Families of Circulant Graphs Without CI-Property and More Abelian Groups

V. Vilfred Kamalappan

Published 2020-12-18Version 1

A circulant graph $C_n(R)$ is said to have the Cayley Isomorphism (CI) property if whenever $C_n(S)$ is isomorphic to $C_n(R),$ there is some $a\in \mathbb{Z}_n^*$ for which $S = aR$. In this paper, we obtain many families of Type-2 isomorphic circulant graphs and new abelian groups. Type-2 isomorphism of circulant graphs is a new type of isomorphism, different from already known Adam's or Type-1 isomorphism and Type-2 isomorphic circulant graphs have the property that they are without $CI$-property.
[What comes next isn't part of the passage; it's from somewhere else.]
PR #834, opened 2023-12-14
fix(PeriphDrivers): Fix TMR Shutdown Bug, Stop Timer Before Clearing CTRL0

hfakkiz:
### Description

The main results are Theorems \ref{d4} and \ref{d7}. Using Theorem \ref{d7} and Lemma \ref{d9}, a list of new abelian groups, $(T2_{np^3,p}(C_{np^3}(R^{np^3,x+yp}_i)),~\circ)$ are given in the annexure for $n$ = 1 to 5, $p$ = 3,5,7, $x$ = 1 to $p-1$, $y$ = 0 to $np-1$ and $p,np^3-p\in R^{np^3,x+yp}_i$ and for $p$ = 11, $n$ = 1 to 2, $x$ = 1 to $p-1$, $y$ = 0 to $np-1$ and $p,np^3-p\in R^{np^3,x+yp}_i$. For more clarity, a list, without using Lemma \ref{d9}, is given in \cite{vw0A} for $n$ = 1 to 5, $p$ = 3,5,7,11, $x$ = 1 to $p-1$, $y$ = 0 to $np-1$ and $p,np^3-p\in R^{np^3,x+yp}_i$.